To be clear, I think it's possible that every person on this thread is facing a completely different issue, hidden by an irrelevant error message.

crenshaw-dev avatar Dec 16 '23 00:12 crenshaw-dev

After upgrading an ArgoCD 2.3.10 instance to 2.6.15, I'm seeing the following in the argocd-server logs:

time="2024-02-07T14:59:17Z" level=warning msg="Failed to verify token: failed to verify token: oidc: expected audience \"argo-cd-cli\" got [\"argo-cd\"]"
time="2024-02-07T14:59:17Z" level=info msg="finished streaming call with code Unauthenticated" error="rpc error: code = Unauthenticated desc = invalid session: failed to verify the token" grpc.code=Unauthenticated grpc.method=Watch grpc.service=application.ApplicationService grpc.start_time="2024-02-07T14:59:17Z" grpc.time_ms=2.521 span.kind=server system=grpc

These are happening once per second. That doesn't match the liveness (30s) or readiness (10s) probe periods, so I'm trying to find out why these are happening.

To be clear, nothing seems broken. Dex is working just fine and SSO (Google) works. I just want to figure out why this is happening in order to improve the logs.

EDIT: Could this be users with old ArgoCD JS cached and invalidated sessions that are trying to access the upgraded ArgoCD?

ghost avatar Feb 07 '24 15:02 ghost

Could this be users with old ArgoCD JS cached and invalidated sessions that are trying to access the upgraded ArgoCD?

100%

I think we should follow this suggestion: https://github.com/coreos/go-oidc/pull/406#pullrequestreview-1785515608

We should skip the client ID check in the go-oidc library and instead check it ourselves. That'll allow us to ignore irrelevant "failed to verify token" errors and instead log the actual error.

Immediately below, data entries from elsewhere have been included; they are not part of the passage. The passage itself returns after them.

PR #2363, opened 2025-12-12
Cache name table on SourceFile

jakebailey:
Same as Strada:

```ts
export function getNameTable(sourceFile: SourceFile): Map<__String, number> {
    if (!sourceFile.nameTable) {
        initializeNameTable(sourceFile);
    }

    return sourceFile.nameTable!; // TODO: GH#18217
}

function initializeNameTable(sourceFile: SourceFile): void {
    const nameTable = sourceFile.nameTable = new Map();
    sourceFile.forEachChild(function walk(node) {
```

### DIFF
--- a/internal/ls/utilities.go
+++ b/internal/ls/utilities.go
@@ -483,7 +483,6 @@ func isObjectBindingElementWithoutPropertyName(bindingElement *ast.Node) bool {
 		bindingElement.PropertyName() == nil
 }
 
-
 func isRightSideOfPropertyAccess(node *ast.Node) bool {
 	return node.Parent.Kind == ast.KindPropertyAccessExpression && node.Parent.Name() == node
 }


internal/ast/ast.go
```diff
@@ -10944,6 +10946,61 @@ func (node *SourceFile) ECMALineMap() []core.TextPos {
 	return lineMap
 }
 
+// GetNameTable returns a map of all names in the file to their positions.
+// If the name appears more than once, the value is -1.
+func (file *SourceFile) GetNameTable() map[string]int {
+	file.nameTableOnce.Do(func() {
+		nameTable := make(map[string]int, file.IdentifierCount)
+
+		isTagName := func(node *Node) bool {
```
gabritto: We have that function in `ls/utilities.go`, not super important but we could move it and reuse it here.

gabritto: Unless this is somehow an optimization?

jakebailey: This is that helper; it's been deleted out of the other package as this code was the only use. 

But, I see one potential future use, so I could split it back out again.

`isArgumentOfElementAccessExpression` is duplicated, though, and nobody noticed.

jakebailey: Ah, no, my bad for not deleting that latter one too. It really is only for this code.

gabritto: Yeah, I missed that `getNameTable()` used to be in `ls` and got confused.

gabritto (approved):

crenshaw-dev avatar Feb 07 '24 15:02 crenshaw-dev

Having same issue with gitlab <-> dex

Me as well. SSO login on UI working fine.

$argocd app list
FATA[0012] rpc error: code = Unauthenticated desc = invalid session: failed to verify the token

with logs:

time="2024-02-08T11:01:37Z" level=warning msg="Failed to verify token: failed to verify token: token verification failed for all audiences: error for aud \"argo-cd\": oidc: expected audience \"argo-cd\" got [\"argo-cd-cli\"]"
time="2024-02-08T11:01:37Z" level=info msg="received unary call /version.VersionService/Version" grpc.method=Version grpc.request.content= grpc.service=version.VersionService grpc.start_time="2024-02-08T11:01:37Z" span.kind=server system=grpc
time="2024-02-08T11:01:37Z" level=info msg="finished unary call with code OK" grpc.code=OK grpc.method=Version grpc.service=version.VersionService grpc.start_time="2024-02-08T11:01:37Z" grpc.time_ms=2.739 span.kind=server system=grpc
time="2024-02-08T11:01:38Z" level=warning msg="Failed to verify token: failed to verify token: token verification failed for all audiences: error for aud \"argo-cd\": oidc: expected audience \"argo-cd\" got [\"argo-cd-cli\"]"
time="2024-02-08T11:01:38Z" level=info msg="finished unary call with code Unauthenticated" error="rpc error: code = Unauthenticated desc = invalid session: failed to verify the token" grpc.code=Unauthenticated grpc.method=List grpc.service=application.ApplicationService grpc.start_time="2024-02-08T11:01:38Z" grpc.time_ms=1.292 span.kind=server system=grpc

I only have a single dex replica, never had more than one.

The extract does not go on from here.